We use a ServiceCallout to send these variables to a dedicated API for Bot Protection.On our API backend both " " are missing (I guess it should be url encoded ?)

How do you construct the request to the service callout? I guess the values of those headers ... they do not get mapped to a header. They are being placed into a JSON payload I suppose? Is that right?

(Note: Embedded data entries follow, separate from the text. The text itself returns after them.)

Issue #207, opened 2026-07-21
Separate kubeconfigs per control-plane for resource-broker


ntnn:
Currently resource-broker accepts three kubeconfigs, the default `-kubeconfig`, the `-kcp-kubeconfig` (which hosts the APIExports and the coordination APIs) and the `-compute-kubeconfig` where Migration resources are created.

This needs more separation to act as a provider in PM. The `-kubeconfig` can stay as it is as the default kubeconfig for the mcmanager.
Add a `-coord-kubeconfig` purely for the coordination API.
Add a `-verification-kubeconfig` (or similar) for the verification tree. It should point at the workspace the `-verification-tree-root` points at.
Add a `-staging-kubeconfig` (or similar) for the staging tree. It should point at the workspace the `-staging-tree-root` point at.

PR #269, opened 2026-08-15
feat: separate kubeconfigs for resource-broker

OlegErshov:
On-behalf-of: @SAP aleh.yarshou@sap.com

This pr addresses this issue https://github.com/platform-mesh/platform-mesh/issues/207

 **Goal**: 

Allow the resource-broker to use separate kubeconfigs for different kcp workspace trees (coordination, verification,
  staging) instead of a single shared kubeconfig.

  **Changes**:
  - Added 3 new CLI flags: `-coord-kubeconfig`, `-verification-kubeconfig`, `-staging-kubeconfig`
  - Split the single `WorkspaceClientFunc` into purpose-specific client factories
  - Each falls back to `-kcp-kubeconfig` if not provided (backward compatible)

### DIFF
--- a/operators/resource-broker/pkg/broker/broker.go
+++ b/operators/resource-broker/pkg/broker/broker.go
@@ -86,6 +86,18 @@ type Options struct {
 	// Required.
 	ComputeConfig *rest.Config
 
+	// CoordConfig is the base config for the coordination workspace.
+	// If nil, derived from KcpConfig.
+	CoordConfig *rest.Config
+
+	// VerificationConfig is the base config for the verification tree.
+	// If nil, uses KcpConfig.
+	VerificationConfig *rest.Config
+
+	// StagingConfig is the base config for the staging tree.
+	// If nil, uses KcpConfig.
+	StagingConfig *rest.Config
+
 	// AcceptAPIName is the name of the APIExportEndpointSlice serving
 	// AcceptAPIs. All other APIExportEndpointSlices in the broker workspace
 	// serve brokered resources.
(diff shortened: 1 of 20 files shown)


operators/resource-broker/pkg/broker/broker.go
```diff
@@ -86,6 +86,18 @@ type Options struct {
...
+	// If nil, derived from KcpConfig.
+	CoordConfig *rest.Config
+
+	// VerificationConfig is the base config for the verification tree.
+	// If nil, uses KcpConfig.
+	VerificationConfig *rest.Config
+
+	// StagingConfig is the base config for the staging tree.
+	// If nil, uses KcpConfig.
+	StagingConfig *rest.Config
```
xrstf, line 99: Nitty, but it says "uses" for verification and staging, but "derived" for coord. This made me think that coord is special and get some extra tweaking, but in the code further down, all three configs default to kcpConfig in the same way.

`s/derived from/uses/g`  😁

operators/resource-broker/pkg/controller/coordbroker/stagingworkspace/binding_ready.go
```diff
@@ -53,7 +53,7 @@ func (s *bindingReadySubroutine) Process(ctx context.Context, obj ctrlruntimecli
 	}
 
 	wsPath := s.opts.StagingTreeRoot + ":" + sw.Name
```
xrstf, line 55: Since I've seen this a bunch of times now by scrolling through this diff, mostly in tests, let me just scream into the empty forest:

> Let's not manually construct workspace paths, but use the logicalcluster APIs instead. I know `x + ":" + y` works and is unlikely to ever break, but deep down, it irks me 😅 

Thanks. No need to now change anything about this existing [IMHO] blemish in this PR. ^^

PR #272, opened 2026-08-17
Fix failing provider deletion

iakmc:
## Summary
- Provider workspace deletion could hang forever: AuthorizationModel's fga-tuples finalizer looks up its Store to clean up FGA tuples, and if the Store is already gone it kept erroring and retrying instead of finishing
- Now treats a NotFound Store as "already cleaned up" and lets the finalizer clear

## Reproduction
- Reproduced: the permanent hang. Built a real provider (via provider-quickstart) + real consumer account, bound them, then orphaned the consumer's Store so the AuthorizationModel's StoreRef pointed at nothing. Provider deletion got stuck in "Deleting" for 13+ min straight with zero recovery, confirmed via security-operator logs showing the exact `Store ... not found` error repeating on every retry.
- Not reproduced: the "platform console becomes unresponsive" part from the original report. Portal endpoint stayed responsive (200 OK, ~10-15ms) the whole 13 min window in every test. Might need more scale (many stuck objects) or a different code path than what I tested - still open.

## Test plan
- [x] added unit test covering the NotFound path (asserts OpenFGA is never called)
- [x] full security-operator test suite passes
- [x] reproduced the hang on a local kind cluster (orphaned Store, provider delete stuck 13+ min with no recovery), rebuilt+redeployed with the fix, same scenario now deletes in ~10s

### DIFF
--- a/operators/security-operator/internal/subroutine/tuples.go
+++ b/operators/security-operator/internal/subroutine/tuples.go
@@ -28,6 +28,7 @@ import (
 	"go.platform-mesh.io/security-operator/internal/fga"
 	"go.platform-mesh.io/subroutines"
 
+	apierrors "k8s.io/apimachinery/pkg/api/errors"
 	"k8s.io/apimachinery/pkg/types"
 	ctrlruntimeclient "sigs.k8s.io/controller-runtime/pkg/client"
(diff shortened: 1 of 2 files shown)


xrstf (approved):

mjudeikis:
Sounds like we masking other issue for racy component 🤷 
/approved

PR #273, opened 2026-08-17
spike(vw): Marketplace visibility grant

brsmnv:
Filter marketplace entries based on resources living in consumer/tenant workspaces. 

Permissions are derived directly from spec/state and no reconciling and status patching for the rersolved cluster ID is necessary.

The implementation on this branch is a bit too complex and involves a naive tree walking up to root. The final design and implementation will include a simplified version of that with canonical location for an account's grants. 

Related: #241

PR #274, opened 2026-08-18
fix(marketplace)!: Migrate marketplaceentry APIExport to v1alpha2 in vw service

brsmnv:
This PR migrates the MarketplaceEntry `apiExport` field to the v1alpha2 type. The change fixes the broken CRD and ARS; types are regenerated. 

> (!!!) This is a breaking change for any `spec.apiExport` consumers. Field `latestResourceSchemas` is replaced with `resources`; `all` is dropped. We need to ensure that the UI is not relying on any of these.

Frontend PR: https://github.com/platform-mesh/marketplace-ui/pull/187

## Description
The MarketplaceEntries CRD (and ARS) fails validation on apply. The `apiExport` field references an older version of the KCP APIExport type. That type declares that `group` is the map key for permissionClaims, but it is neither made required, nor is a default provided. 

This is fixed in a newer version of the APIExport type. I couldn't find a related issue in KCP, only this PR which adds the default value to the v1alpha2 schema: https://github.com/kcp-dev/kcp/pull/3486
- link to exact line: https://github.com/kcp-dev/kcp/pull/3486/files#diff-db1d09cd3ca584946616da9eee212c73381cf0a6aa69d926d811b2630409fe04R637

The failing `x-kubernetes-list-map-keys` validation requires either a default value or a mandatory field.
- upstream docs: https://kubernetes.io/docs/reference/kubernetes-api/apiextensions/custom-resource-definition-v1/
> x-kubernetes-list-map-keys annotates an array with the x-kubernetes-list-type `map` by specifying the keys used as the index of the map. [snip] The properties specified must either be required or have a default value, to ensure those properties are present for all list items.

**Why is this bug suddenly a problem?**
Until now we constructed MarketplaceEntries in the VW service in-process, and returned them to the client. MarketplaceEntry objects do not exist anywhere in kcp / etcd state. In #273 I am adding VisibilityGrants (a persisted type) in the same API group, so the two marketplace ARS(chemas) and the APIExport are created for the first time in PM. Applying them failed and exposed the problem.

I am not sure why this isn't breaking kcp as v1alpha1 types are being served today. kcp doesnt use the ARS->CRDs flow? 

## Spec changes

APIExport field changes:
- `spec.latestResourceSchemas []string` replaced with `spec.resources` (object list)
- `permissionClaims[].all` replaced (see `defaultSelector`)
- NEW: `permissionClaims[].verbs` (required, minItems 1)
- Minor / fixes:
  - `permissionClaims[].group` has a `default: ""` added (the ARS bugfix)
  - `permissionClaims[].identityHash` same, default added

### DIFF
--- a/apis/marketplace/v1alpha1/marketplaceentry_types.go
+++ b/apis/marketplace/v1alpha1/marketplaceentry_types.go
@@ -21,7 +21,7 @@ import (
 
 	metav1 "k8s.io/apimachinery/pkg/apis/meta/v1"
 
-	kcpapisv1alpha1 "github.com/kcp-dev/sdk/apis/apis/v1alpha1"
+	kcpapisv1alpha2 "github.com/kcp-dev/sdk/apis/apis/v1alpha2"
 )
 
 // MarketplaceEntrySpec defines the desired state of MarketplaceEntry.
@@ -35,7 +35,7 @@ type MarketplaceEntrySpec struct {
 	ProviderMetadata pmuiv1alpha1.ProviderMetadata `json:"providerMetadata"`
 
 	// PermissionClaims are the permission claims associated with the marketplace entry.
-	APIExport kcpapisv1alpha1.APIExport `json:"apiExport"`
+	APIExport kcpapisv1alpha2.APIExport `json:"apiExport"`
 }
 
 // MarketplaceEntryStatus defines the observed state of MarketplaceEntry.
--- a/apis/marketplace/v1alpha1/marketplaceentry_types.go
+++ b/apis/marketplace/v1alpha1/marketplaceentry_types.go
@@ -34,7 +34,7 @@ type MarketplaceEntrySpec struct {
 	// ProviderMetadata contains metadata about the provider of the marketplace entry.
 	ProviderMetadata pmuiv1alpha1.ProviderMetadata `json:"providerMetadata"`
 
-	// PermissionClaims are the permission claims associated with the marketplace entry.
+	// APIExport associated with the marketplace entry.
 	APIExport kcpapisv1alpha2.APIExport `json:"apiExport"`
 }
 
--- a/apis/marketplace/v1alpha1/roundtrip_fuzz_test.go
+++ b/apis/marketplace/v1alpha1/roundtrip_fuzz_test.go
@@ -50,13 +50,14 @@ var marketplaceEntrySeeds = []struct {
 			"apiExport": {
 				"metadata": {"name": "test-api-export", "annotations": {"kcp.io/path": "root:providers:foo"}},
 				"spec": {
-					"latestResourceSchemas": ["v260623-482e10b2.widgets.foo.io"],
+					"resources": [{"group": "foo.io", "name": "widgets",
+					 "schema": "v260623-482e10b2.widgets.foo.io", "storage": {"crd": {}}}],
 					"identity": {"secretRef": {"name": "widgets-identity", "namespace": "kcp-system"}},
 					"maximalPermissionPolicy": {"local": {}},
 					"permissionClaims": [
-						{"group": "", "resource": "secrets", "all": true, "identityHash": "abc123"},
-						{"group": "apps", "resource": "deployments",
-						 "resourceSelector": [{"name": "one", "namespace": "two"}]}
+						{"group": "", "resource": "secrets", "verbs": ["*"], "identityHash": "abc123"},
+						{"group": "apps", "resource": "deployments", "verbs": ["get", "list"],
+						 "defaultSelector": {"matchAll": true}}
 					]
 				}
 			}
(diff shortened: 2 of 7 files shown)


apis/marketplace/v1alpha1/marketplaceentry_types.go
```diff
@@ -21,7 +21,7 @@ import (
 
 	metav1 "k8s.io/apimachinery/pkg/apis/meta/v1"
 
-	kcpapisv1alpha1 "github.com/kcp-dev/sdk/apis/apis/v1alpha1"
```
mjudeikis, line 24: I think we need to update this in all codebase at the same time, including rest of the resources. this might break things :/

brsmnv: Is publishing v1alpha2.MarketplaceEntry together with the kcpv1alpha2.APIExport change marginally better or reven recommended here?

brsmnv:
WRT breaking consumers: 
The marketplace UI is not referencing the one removed `all` field, but types and queries include it (e.g. the graphql query). So a minor change there is necessary for example. 
Other downstream components might be impacted as well but I couldn't find anything else.

mjudeikis:
oh. sad. I suspect we might need to make changes in a better-planned manner.

apis/marketplace/v1alpha1/marketplaceentry_types.go
brsmnv: Update here, in most places we are using v1alpha2. Only Marketplace references alpha1, and a few of the newer operators reintroduced the reference by accident.

brsmnv:
Only impacted component is the UI and we can prepare a forwards compatible release as we go. Ready for review.

anastazya:
One gap worth a conscious call here or in a follow-up: a claim that originated as v1alpha1 with resourceSelector reads back through v1alpha2 as `verbs: ["*"]` with the name/namespace restriction only in the compat annotation, so a UI composing bindings from `spec.apiExport` would broaden it. Fine to declare those exports unsupported, but better said out loud. Happy to donate the embed consistency test from #303 if useful.

apis/marketplace/v1alpha1/marketplaceentry_types.go
```diff
@@ -35,7 +35,7 @@ type MarketplaceEntrySpec struct {
 	ProviderMetadata pmuiv1alpha1.ProviderMetadata `json:"providerMetadata"`
 
 	// PermissionClaims are the permission claims associated with the marketplace entry.
```
xrstf: This comment is describing a field that doesn't exist. ^^

brsmnv: Good catch I'll clean it up :D

brsmnv: Fixed

brsmnv:
> One gap worth a conscious call here or in a follow-up: a claim that originated as v1alpha1 with resourceSelector reads back through v1alpha2 as `verbs: ["*"]` with the name/namespace restriction only in the compat annotation, so a UI composing bindings from `spec.apiExport` would broaden it. Fine to declare those exports unsupported, but better said out loud. Happy to donate the embed consistency test from #303 if useful.

I think I get your point, but does this then impact existing APIExports in e.g. test systems? From my understanding, with APIExport storage version being v1alpha2 (kcp), conversion to alpha1 is done on the fly. And default selector (see below) ends up nil etc.

This is an assumption on my side so correct me if im wrong (!), but with resourceSelector gone, relying on the remaining (already present) fields is not enough. And `defaultSelector` should be set so it does not default to matching all resources.

v1alpha2 export:
```
// defaultSelector is the default selector to use when creating APIBindings
// via WorkspaceType's defaultAPIBindings. If not set, the APIBinding will
// default to matchAll: true.
```
So in the end this all boils down to two things, one of which can be a bit annoying to deal with:

1) Update acceptedPermissionClaims in the UI client

The easy part: a hardcoded matchAll at the moment, we can read the correct information from the new APIExport type:
```ts
// graphql.service.ts
    const acceptedPermissionClaims =
      entry.spec?.apiExport?.spec?.permissionClaims?.map((claim) => {
        return {
          state: 'Accepted',
          group: claim.group ?? '',
          resource: claim.resource,
          identityHash: claim.identityHash,
          verbs: ['*'],
          selector: {
            matchAll: true,
            // ...
```

We need to instead infer this from the defaultSelector or adjust this in general. Same for the verbs, * being hardcoded. Can come straight straight from the claim verbs.

2) Updating APIExports wherever necessary

This is the more annoying part and I have no idea what exists out there in the wild. But describing in v1 terms while storing v2 (I mean v1alpha2) is bound to cause issues anyway.

So here any APIExports need to scope by label and permission claims sneed to be tightened. If these were created with the v1alpha1 model in mind, that might require a  bit of rethinking.

brsmnv:
Closing and continuing in #337 (branch on fork, can't resolve conflicts here).

PR #277, opened 2026-08-18
kro-composition-operator: replace the materializer with kro's instance controller

xmudrii:
Instance reconciliation now runs kro's own instance controller (`pkg/controller/instance`), one per consumer workspace and GVR. The hand-written materializer is deleted.

kro's controller takes every dependency as a parameter, so it runs unmodified across workspaces. The fan-out stays in this operator. It brings server-side apply with ApplySet pruning, reverse-topological deletion, kro's instance finalizer, readyWhen gating, instance status and conditions, Events, and the `kro.run/reconcile: suspended` annotation.

Other kro code replacing local equivalents:

- `resourcegraphdefinition.NewConditionsMarkerFor` for RGD conditions. This also produces the aggregate Ready condition and prunes the condition kro renamed in v0.9, neither of which the hand-written version did.
- `metadata.CompareRGDOwnership` for ownership comparison.
- `graph/crd/compat.CompareVersions` for schema compatibility.
- `pkg/features` for kro's feature gates, exposed through a new `--feature-gates` flag.

New behaviour:

- A schema change that breaks the one already served is refused, using kro's rules and its `kro.run/allow-breaking-changes` opt-out. The published schema keeps serving.
- An RGD claiming a group and kind another RGD already publishes is refused, naming the holder.
- An RGD that does not compile reports `GraphAccepted=False` with the build error rather than carrying no status at all.
- `status.resources` reports each node's resolved dependencies.
- `spec.schema.metadata` labels and annotations land on the published APIResourceSchema.
- Leader election takes its lease from the host cluster. Pointed at the kcp provider workspace it silently started zero controllers.


operators/kro-composition-operator/internal/engine/publish.go
```diff
@@ -159,12 +181,31 @@ func teardownComposite(ctx context.Context, c ctrlruntimeclient.Client, rgd *kro
...
+	// 4. Delete the identity secret kcp created for this APIExport. kcp does not
+	//    owner-reference it, so neither GC nor the RGD's owner refs collect it, and since a
+	//    composite APIExport is minted per RGD the consumer workspace would otherwise keep
+	//    one secret for every RGD ever created. Done last: the export is gone by now, so
+	//    nothing can still be serving from this identity.
+	if deleteIdentitySecret {
+		secret := &corev1.Secret{ObjectMeta: metav1.ObjectMeta{
+			Name:      identitySecret.Name,
+			Namespace: identitySecret.Namespace,
+		}}
```
xrstf: ctrlruntimeclient.ObjectKeyFromObject(identitySecret)

operators/kro-composition-operator/cmd/main.go
```diff
@@ -96,6 +102,22 @@ func main() {
...
+	krometrics.Register(crmetrics.Registry)
+
+	// The lease namespace is this pod's, which exists in the host cluster and not in a kcp
+	// workspace, so leader election has to point at the host cluster.
+	var leaderCfg *rest.Config
+	if leaderElect {
+		cfg, err := rest.InClusterConfig()
+		if err != nil {
+			setupLog.Error(err, "in-cluster config for leader election")
+			return
```
xrstf: Is this causing a clean shutdown (exit code 0) or an error that would be visible as a CrashLoop?

operators/kro-composition-operator/internal/composition/contentconfig.go
```diff
@@ -32,10 +33,30 @@ const AccountEntity = "core_platform-mesh_io_account"
...
+	if group == "" {
+		return fmt.Errorf("API group is empty")
+	}
+	for _, label := range strings.Split(group, ".") {
+		if !graphQLName.MatchString(label) {
+			return fmt.Errorf(
+				"API group %q cannot be served to the portal: the segment %q is not a valid GraphQL name "+
+					"(letters, digits and underscores only, not starting with a digit). Hyphens are the "+
+					"usual cause, so use something like %q instead",
+				group, label, "vault.demo.io")
```
xrstf, line 52: This example value does not pass the regex, since it contains dots.

xrstf: Nevermind.

operators/kro-composition-operator/internal/engine/engine.go
```diff
@@ -311,44 +350,92 @@ func (e *Engine) ensureController(clusterName string, wc *workspace.Clients) *ws
...
-		wc, err := e.Workspaces.For(ctx, clusterName)
-		if err != nil {
-			return err
+// drainInstances deletes every instance of gvr and reports whether they are all gone.
+// Runs before the type is unserved, so kro's cleanup still can.
+//
+// force stops waiting when the workspace is terminating, which would otherwise block
+// workspace and account deletion.
+func drainInstances(ctx context.Context, dyn dynamic.Interface, gvr schema.GroupVersionResource, force bool) (bool, error) {
+	list, err := dyn.Resource(gvr).List(ctx, metav1.ListOptions{})
```
xrstf: Could this possibly be optimized by doing a metadata-only list?

operators/kro-composition-operator/internal/engine/engine.go
```diff
@@ -311,44 +350,92 @@ func (e *Engine) ensureController(clusterName string, wc *workspace.Clients) *ws
...
+	// Deletes are issued. kro's instance reconciler still has to delete the children and
+	// release its finalizer, so report not-drained and let the caller requeue. In force mode
+	// nothing holds the instances any more, so do not hold the RGD either.
+	return force, nil
+}
 
-		inst, err := wc.Dynamic.Resource(gvr).Namespace(req.Namespace).Get(ctx, req.Name, metav1.GetOptions{})
+// releaseInstanceFinalizer strips kro's finalizer, which nothing can process any more.
+func releaseInstanceFinalizer(ctx context.Context, ri dynamic.ResourceInterface, name string) error {
+	return retry.RetryOnConflict(retry.DefaultRetry, func() error {
```
xrstf, line 416: We technically already fetched (listed) the instance, could we short-circuit this by checking HasInstanceFinalizer() before doing the whole Retry/Get/Update loop? Otherwise we re-fetch every single object when force=true.

operators/kro-composition-operator/internal/engine/publish.go
```diff
@@ -159,22 +182,231 @@ func teardownComposite(ctx context.Context, c ctrlruntimeclient.Client, rgd *kro
...
+	if into == nil {
+		into = make(map[string]string, len(from))
+	}
+	for k, v := range from {
+		if _, taken := into[k]; !taken {
+			into[k] = v
+		}
+	}
+	return into
+}
```
xrstf, line 232:
```go
func mergeMissing(into, from map[string]string) map[string]string {
	out := maps.Clone(from)
	maps.Copy(out, into)

	return out
}
```

is a bit backwards, but maybe better? Not sure. Just wanted to present the stdlib alternative :D

xrstf: Not sure if the side effect was intended in your function though. I would avoid it, I experienced a lot of pain modifying labels and then realizing the same map was used in 3 places in an object and I accidentially changed all 3.

xrstf (approved):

The issue is that the .getVariable() method tries to be helpful. In HTTP, Headers can in general appear multiple times with distinct values, and it's ok for senders (clients or servers) to concatenate the distinct multiple values of the header into a single header line, with the values separated by commas. So these options are defined to be semantically equivalent:

my-header: x
my-header: y

my-header: x, y

Find the relevant spec here.

The Apigee runtime tries to be helpful in exposing each one of those distinct values as its own variable. You can call getVariable() on request.header.my-header.1 for the first value (x), and on request.header.my-header.1 for the second (y). This is documented here. Apigee behavior is by-the-book here; it just splits the entire header value by commas and gives you the piece parts, irrespective of how any quotes or parens or anything else in the header value might imply other framing. If you call getVariable() with request.header.my-header (without the trailing index) for a header with a value that contains one or more commas, by default you get the FIRST value. Not all the values. So in your case, context.getVariable("request.header.Sec-CH-UA") will give you the text value up to the first comma.

There are some cases where you don't want Apigee to do that - you don't want Apigee to treat a header value that contains commas as a multi-valued header. To tell Apigee "just give me the string" , you can use .values.string as the suffix. Eg, context.getVariable("request.header.Sec-CH-UA.values.string").

When I use that form, I see the headers in their entirety, as expected.